ENTRIES SHOWN Block Start
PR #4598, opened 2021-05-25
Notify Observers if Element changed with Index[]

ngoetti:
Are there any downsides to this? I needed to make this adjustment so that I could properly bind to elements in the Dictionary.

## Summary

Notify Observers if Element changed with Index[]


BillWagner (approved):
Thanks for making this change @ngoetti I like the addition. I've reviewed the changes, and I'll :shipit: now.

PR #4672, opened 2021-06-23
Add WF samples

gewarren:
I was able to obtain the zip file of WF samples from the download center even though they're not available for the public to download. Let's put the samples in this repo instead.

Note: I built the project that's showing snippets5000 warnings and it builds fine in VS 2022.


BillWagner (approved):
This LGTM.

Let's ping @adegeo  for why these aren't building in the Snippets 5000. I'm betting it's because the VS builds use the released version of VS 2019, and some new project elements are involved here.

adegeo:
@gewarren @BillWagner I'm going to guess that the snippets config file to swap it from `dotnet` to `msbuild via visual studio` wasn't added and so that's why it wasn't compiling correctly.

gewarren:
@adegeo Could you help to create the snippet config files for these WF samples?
ENTRIES SHOWN Block End
ENTRIES SHOWN Block Start
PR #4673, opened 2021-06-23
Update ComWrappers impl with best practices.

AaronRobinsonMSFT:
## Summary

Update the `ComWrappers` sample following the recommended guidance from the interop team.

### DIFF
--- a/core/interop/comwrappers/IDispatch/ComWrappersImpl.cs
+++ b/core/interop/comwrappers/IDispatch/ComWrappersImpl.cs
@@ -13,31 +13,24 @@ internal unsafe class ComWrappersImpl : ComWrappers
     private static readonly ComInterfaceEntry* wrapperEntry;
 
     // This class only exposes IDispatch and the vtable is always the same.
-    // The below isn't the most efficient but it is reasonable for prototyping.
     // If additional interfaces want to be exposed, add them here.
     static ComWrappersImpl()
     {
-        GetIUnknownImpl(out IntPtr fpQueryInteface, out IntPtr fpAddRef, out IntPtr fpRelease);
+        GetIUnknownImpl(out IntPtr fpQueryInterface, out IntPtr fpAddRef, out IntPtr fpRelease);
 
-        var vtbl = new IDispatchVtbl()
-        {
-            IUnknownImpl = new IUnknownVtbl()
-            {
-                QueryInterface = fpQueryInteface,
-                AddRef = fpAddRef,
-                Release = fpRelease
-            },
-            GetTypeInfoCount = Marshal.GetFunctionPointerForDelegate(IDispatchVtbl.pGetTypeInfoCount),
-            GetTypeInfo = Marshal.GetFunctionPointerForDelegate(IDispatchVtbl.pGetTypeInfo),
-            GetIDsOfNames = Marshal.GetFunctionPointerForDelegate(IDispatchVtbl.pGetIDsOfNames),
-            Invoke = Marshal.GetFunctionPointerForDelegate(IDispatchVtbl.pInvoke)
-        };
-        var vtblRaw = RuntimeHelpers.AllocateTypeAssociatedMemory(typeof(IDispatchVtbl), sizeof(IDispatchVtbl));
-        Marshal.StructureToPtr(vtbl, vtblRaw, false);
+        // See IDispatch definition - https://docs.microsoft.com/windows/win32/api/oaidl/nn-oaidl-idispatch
ENTRIES SHOWN Block End
Everything above from the line with "fpQueryInteface, out IntPtr fpAddRef, out IntPtr fpRelease);" to the line with "Marshal.StructureToPtr(vtbl, vtblRaw, false);", both included, must be repeated exactly, and nothing outside that range.

-        GetIUnknownImpl(out IntPtr fpQueryInteface, out IntPtr fpAddRef, out IntPtr fpRelease);
+        GetIUnknownImpl(out IntPtr fpQueryInterface, out IntPtr fpAddRef, out IntPtr fpRelease);
 
-        var vtbl = new IDispatchVtbl()
-        {
-            IUnknownImpl = new IUnknownVtbl()
-            {
-                QueryInterface = fpQueryInteface,
-                AddRef = fpAddRef,
-                Release = fpRelease
-            },
-            GetTypeInfoCount = Marshal.GetFunctionPointerForDelegate(IDispatchVtbl.pGetTypeInfoCount),
-            GetTypeInfo = Marshal.GetFunctionPointerForDelegate(IDispatchVtbl.pGetTypeInfo),
-            GetIDsOfNames = Marshal.GetFunctionPointerForDelegate(IDispatchVtbl.pGetIDsOfNames),
-            Invoke = Marshal.GetFunctionPointerForDelegate(IDispatchVtbl.pInvoke)
-        };
-        var vtblRaw = RuntimeHelpers.AllocateTypeAssociatedMemory(typeof(IDispatchVtbl), sizeof(IDispatchVtbl));
-        Marshal.StructureToPtr(vtbl, vtblRaw, false);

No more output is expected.